PR #8468, opened 2019-12-09
Fixes #28427 - Caches counts in a CVV

parthaa:
Content view versions list api ran a count query for every content type
belonging to a content view. This means atleast 10 queries for each
content type and can get out of hand when one is returning over 40
versions in a list api call

This commit addresses the above issue by storing the counts in a
serializable hash for each content view version on every publish and
that cached result is returned when content_counts is called.
This should result in a speed up in the api response

### DIFF
--- a/app/lib/actions/katello/content_view/publish.rb
+++ b/app/lib/actions/katello/content_view/publish.rb
@@ -92,6 +92,8 @@ module Actions
         end
 
         def finalize
+          version = ::Katello::ContentViewVersion.find(input[:content_view_version_id])
+          version.update_content_counts!
           # update errata applicability counts for all hosts in the CV & Library
           ::Katello::Host::ContentFacet.where(:content_view_id => input[:content_view_id],
                                               :lifecycle_environment_id => input[:environment_id]).each do |facet|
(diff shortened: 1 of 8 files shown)


parthaa:
screenshot-zeta sparta example com_3000-2019 12

parthaa:
> I noticed an issue with CVV Docker tag counts with this PR. The Docker tag count appears to include tags from both schemas. In my case there should be 8, but it's 10 and two of the tags belong in schemas 1 and 2.

Hmm can you verify this is not the case in master?

ianballou:
@parthaa I was switching between master and this PR and then refreshing the page.  The tag count was flipping between 8 and 10.  It could be a bug that your PR uncovered perhaps?

parthaa:
> @parthaa I was switching between master and this PR and then refreshing the page. The tag count was flipping between 8 and 10. It could be a bug that your PR uncovered perhaps?

You are right. Just fixed :). Try again

parthaa:
> You are right. Just fixed :). Try again

Note you'd need to run -> ```Katello::ContentViewVersion.all.each(&:update_content_counts!)``` in your rails console to see the counts updated.

parthaa:
[test katello]

parthaa:
[test katello]

PR #8471, opened 2019-12-10
Refs #28194 - correct flaky result ordering

jjeffers:
This change updates a test that introduced an ordering of an AR collection which causes flaky test outcomes.

### DIFF
--- a/test/actions/pulp3/orchestration/rpm_remove_units_test.rb
+++ b/test/actions/pulp3/orchestration/rpm_remove_units_test.rb
@@ -12,6 +12,7 @@ module ::Actions::Pulp3
 
       create_and_sync_repo(@repo, @master)
       @repo.reload
+      @rpm = Katello::Rpm.find_by(filename: "frog-0.1-1.noarch.rpm")
     end
 
     def create_and_sync_repo(repo, proxy)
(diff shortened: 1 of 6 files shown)


test/actions/pulp3/orchestration/rpm_remove_units_test.rb
```diff
@@ -12,6 +12,7 @@ def setup
 
       create_and_sync_repo(@repo, @master)
       @repo.reload
+      @rpm = Katello::Rpm.all.where(filename: "frog-0.1-1.noarch.rpm")[0]
```
jlsherrill: Few nitpicks:  i'd probably look in the repo for the rpm instead of querying it across Rpm.all (i think that'd be less likely to fail in the future).  I'd also use .find_by instead of .where()[0]

test/actions/pulp3/orchestration/rpm_remove_units_test.rb
```diff
@@ -34,15 +35,15 @@ def create_and_sync_repo(repo, proxy)
     end
 
     def test_remove_rpm
-      content_unit = @repo.repository_rpms.first
+      content_unit = @repo.repository_rpms.where(rpm_id: @rpm.id)[0]
```
jlsherrill: can you just reference @rpm ?

PR #8472, opened 2019-12-11
Fixes #28183 - handle repo refresh with pulp3

jlsherrill:
This does a few things:

1) ensures that manifest refreshing will examine any affected redhat repo 
      and check to see if the distribution or remote needs updating and do that
2) Changes how we track distributions.  Previously we were mainly doing it 
     by id.  The DistributionReference object really wasn't used all that much, 
    and we'd just look up by path and then make any changes we need.  
    However if we are looking up by path, it makes it impossible to update 
    the distribution when the path changes (because at this point in the
    service layer, we don't know what the old path is).  So this adjusts 
    the DistributionReference to store the repository_id instead of 
    the root_repository_id.  Its actually quite complicated to migrate 
   this data, so this will simply delete any distribution reference that 
   exists, so you really need to reset your katello before using this.


jlsherrill:
TODO: 
- [ ] add more tests

To test:

1) import a manifest
2) enable a yum repository
3) refresh the manifest
4) examine the dynflow task of the manifest refresh and look for the RefreshIfNeeded and look for the ouptut.  You should see no tasks.  (althought its possible you may, if you do refresh again and check the new task, where you should see no tasks)
5) find the id of the yum repository
6) update an option that would affect the remote:  ```  Katello::Repository.find(6).root.update_attributes(:download_policy => 'immediate')  ```
7)  update an option that would affect the distribution:  ``` Katello::Repository.find(6).update_attributes(:relative_path => '/foo/bar')  ```
8)  Refresh the manifest
9) go to the dynflow console and look at the RefreshIfNeeded task.  Verify that you see 2 tasks.

ianballou:
Testing worked as prescribed! Reading through the code now.

PR #8473, opened 2019-12-11
Fixes #16333 - sort CCV version based on IDs

snagoor:
Sorting order doesn't work based on `version`, switching it to be sorted based on `id`. Tested this on katello 3.14 and works as expected.


chris1984:
Starting to test

chris1984:
Thanks @snagoor 🍻

PR #8474, opened 2019-12-11
Fixes #28478 - Pulp 3 worker rename fix

ianballou:
To test:
1) Make a brand-new Pulp 3 dev box.
2) Check the 'About' page in Katello.  Notice Katello thinks Pulp 3 isn't running even though all of the Pulp 3 services are running.
3) Apply this PR.
4) Refresh the page.
5) See that Katello now says Pulp 3 is OK.

### DIFF
--- a/app/models/katello/ping.rb
+++ b/app/models/katello/ping.rb
@@ -193,10 +193,9 @@ module Katello
         end
 
         workers = json["online_workers"] || []
-        resource_manager_exists = workers.any? { |worker| worker["name"].include?("resource-manager@") }
-        reservered_resource_worker_exists = workers.any? { |worker| worker["name"] =~ /reserved-resource-worker-./ }
+        resource_manager_exists = workers.any? { |worker| worker["name"].include?("resource-manager") }
 
-        unless resource_manager_exists && reservered_resource_worker_exists
+        unless resource_manager_exists && workers.count > 1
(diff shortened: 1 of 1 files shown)


app/models/katello/ping.rb
```diff
@@ -193,8 +193,8 @@ def pulp3_without_auth(url)
         end
 
         workers = json["online_workers"] || []
-        resource_manager_exists = workers.any? { |worker| worker["name"].include?("resource-manager@") }
-        reservered_resource_worker_exists = workers.any? { |worker| worker["name"] =~ /reserved-resource-worker-./ }
+        resource_manager_exists = workers.any? { |worker| worker["name"].include?("resource-manager") }
+        reservered_resource_worker_exists = workers.any? { |worker| worker["name"] =~ /#{Socket.gethostbyname(Socket.gethostname).first}/ }
```
jlsherrill: I would probably avoid trying to match the hostname (which wouldn't work if we ever support multi-box scenarios).  Maybe its good enough to just count any workers otehr than the resource-manager?

ianballou: yeah that's true, I'll just make sure there's at least one other worker

ianballou:
@jlsherrill all set now.

ianballou:
[test katello]

ianballou:
[test katello]

jlsherrill:
[test katello]

PR #8475, opened 2019-12-11
Fixes #28489 - properly handle no-arch repos

jlsherrill:
the rhel8 tools repo does not have an arch variable
within its content url, and the UI seemed to confuse
the displayArch with what is actually needed to enable
or disable a repo


jlsherrill:
[test katello]

jlsherrill:
[test katello]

══════

Return all of the entries exactly as written.

PR #8468, opened 2019-12-09
Fixes #28427 - Caches counts in a CVV

parthaa:
Content view versions list api ran a count query for every content type
belonging to a content view. This means atleast 10 queries for each
content type and can get out of hand when one is returning over 40
versions in a list api call

This commit addresses the above issue by storing the counts in a
serializable hash for each content view version on every publish and
that cached result is returned when content_counts is called.
This should result in a speed up in the api response

### DIFF
--- a/app/lib/actions/katello/content_view/publish.rb
+++ b/app/lib/actions/katello/content_view/publish.rb
@@ -92,6 +92,8 @@ module Actions
         end
 
         def finalize
+          version = ::Katello::ContentViewVersion.find(input[:content_view_version_id])
+          version.update_content_counts!
           # update errata applicability counts for all hosts in the CV & Library
           ::Katello::Host::ContentFacet.where(:content_view_id => input[:content_view_id],
                                               :lifecycle_environment_id => input[:environment_id]).each do |facet|
(diff shortened: 1 of 8 files shown)


parthaa:
screenshot-zeta sparta example com_3000-2019 12

parthaa:
> I noticed an issue with CVV Docker tag counts with this PR. The Docker tag count appears to include tags from both schemas. In my case there should be 8, but it's 10 and two of the tags belong in schemas 1 and 2.

Hmm can you verify this is not the case in master?

ianballou:
@parthaa I was switching between master and this PR and then refreshing the page.  The tag count was flipping between 8 and 10.  It could be a bug that your PR uncovered perhaps?

parthaa:
> @parthaa I was switching between master and this PR and then refreshing the page. The tag count was flipping between 8 and 10. It could be a bug that your PR uncovered perhaps?

You are right. Just fixed :). Try again

parthaa:
> You are right. Just fixed :). Try again

Note you'd need to run -> ```Katello::ContentViewVersion.all.each(&:update_content_counts!)``` in your rails console to see the counts updated.

parthaa:
[test katello]

parthaa:
[test katello]

PR #8471, opened 2019-12-10
Refs #28194 - correct flaky result ordering

jjeffers:
This change updates a test that introduced an ordering of an AR collection which causes flaky test outcomes.

### DIFF
--- a/test/actions/pulp3/orchestration/rpm_remove_units_test.rb
+++ b/test/actions/pulp3/orchestration/rpm_remove_units_test.rb
@@ -12,6 +12,7 @@ module ::Actions::Pulp3
 
       create_and_sync_repo(@repo, @master)
       @repo.reload
+      @rpm = Katello::Rpm.find_by(filename: "frog-0.1-1.noarch.rpm")
     end
 
     def create_and_sync_repo(repo, proxy)
(diff shortened: 1 of 6 files shown)


test/actions/pulp3/orchestration/rpm_remove_units_test.rb
```diff
@@ -12,6 +12,7 @@ def setup
 
       create_and_sync_repo(@repo, @master)
       @repo.reload
+      @rpm = Katello::Rpm.all.where(filename: "frog-0.1-1.noarch.rpm")[0]
```
jlsherrill: Few nitpicks:  i'd probably look in the repo for the rpm instead of querying it across Rpm.all (i think that'd be less likely to fail in the future).  I'd also use .find_by instead of .where()[0]

test/actions/pulp3/orchestration/rpm_remove_units_test.rb
```diff
@@ -34,15 +35,15 @@ def create_and_sync_repo(repo, proxy)
     end
 
     def test_remove_rpm
-      content_unit = @repo.repository_rpms.first
+      content_unit = @repo.repository_rpms.where(rpm_id: @rpm.id)[0]
```
jlsherrill: can you just reference @rpm ?

PR #8472, opened 2019-12-11
Fixes #28183 - handle repo refresh with pulp3

jlsherrill:
This does a few things:

1) ensures that manifest refreshing will examine any affected redhat repo 
      and check to see if the distribution or remote needs updating and do that
2) Changes how we track distributions.  Previously we were mainly doing it 
     by id.  The DistributionReference object really wasn't used all that much, 
    and we'd just look up by path and then make any changes we need.  
    However if we are looking up by path, it makes it impossible to update 
    the distribution when the path changes (because at this point in the
    service layer, we don't know what the old path is).  So this adjusts 
    the DistributionReference to store the repository_id instead of 
    the root_repository_id.  Its actually quite complicated to migrate 
   this data, so this will simply delete any distribution reference that 
   exists, so you really need to reset your katello before using this.


jlsherrill:
TODO: 
- [ ] add more tests

To test:

1) import a manifest
2) enable a yum repository
3) refresh the manifest
4) examine the dynflow task of the manifest refresh and look for the RefreshIfNeeded and look for the ouptut.  You should see no tasks.  (althought its possible you may, if you do refresh again and check the new task, where you should see no tasks)
5) find the id of the yum repository
6) update an option that would affect the remote:  ```  Katello::Repository.find(6).root.update_attributes(:download_policy => 'immediate')  ```
7)  update an option that would affect the distribution:  ``` Katello::Repository.find(6).update_attributes(:relative_path => '/foo/bar')  ```
8)  Refresh the manifest
9) go to the dynflow console and look at the RefreshIfNeeded task.  Verify that you see 2 tasks.

ianballou:
Testing worked as prescribed! Reading through the code now.

PR #8473, opened 2019-12-11
Fixes #16333 - sort CCV version based on IDs

snagoor:
Sorting order doesn't work based on `version`, switching it to be sorted based on `id`. Tested this on katello 3.14 and works as expected.


chris1984:
Starting to test

chris1984:
Thanks @snagoor 🍻

PR #8474, opened 2019-12-11
Fixes #28478 - Pulp 3 worker rename fix

ianballou:
To test:
1) Make a brand-new Pulp 3 dev box.
2) Check the 'About' page in Katello.  Notice Katello thinks Pulp 3 isn't running even though all of the Pulp 3 services are running.
3) Apply this PR.
4) Refresh the page.
5) See that Katello now says Pulp 3 is OK.

### DIFF
--- a/app/models/katello/ping.rb
+++ b/app/models/katello/ping.rb
@@ -193,10 +193,9 @@ module Katello
         end
 
         workers = json["online_workers"] || []
-        resource_manager_exists = workers.any? { |worker| worker["name"].include?("resource-manager@") }
-        reservered_resource_worker_exists = workers.any? { |worker| worker["name"] =~ /reserved-resource-worker-./ }
+        resource_manager_exists = workers.any? { |worker| worker["name"].include?("resource-manager") }
 
-        unless resource_manager_exists && reservered_resource_worker_exists
+        unless resource_manager_exists && workers.count > 1
(diff shortened: 1 of 1 files shown)


app/models/katello/ping.rb
```diff
@@ -193,8 +193,8 @@ def pulp3_without_auth(url)
         end
 
         workers = json["online_workers"] || []
-        resource_manager_exists = workers.any? { |worker| worker["name"].include?("resource-manager@") }
-        reservered_resource_worker_exists = workers.any? { |worker| worker["name"] =~ /reserved-resource-worker-./ }
+        resource_manager_exists = workers.any? { |worker| worker["name"].include?("resource-manager") }
+        reservered_resource_worker_exists = workers.any? { |worker| worker["name"] =~ /#{Socket.gethostbyname(Socket.gethostname).first}/ }
```
jlsherrill: I would probably avoid trying to match the hostname (which wouldn't work if we ever support multi-box scenarios).  Maybe its good enough to just count any workers otehr than the resource-manager?

ianballou: yeah that's true, I'll just make sure there's at least one other worker

ianballou:
@jlsherrill all set now.

ianballou:
[test katello]

ianballou:
[test katello]

jlsherrill:
[test katello]

PR #8475, opened 2019-12-11
Fixes #28489 - properly handle no-arch repos

jlsherrill:
the rhel8 tools repo does not have an arch variable
within its content url, and the UI seemed to confuse
the displayArch with what is actually needed to enable
or disable a repo


jlsherrill:
[test katello]

jlsherrill:
[test katello]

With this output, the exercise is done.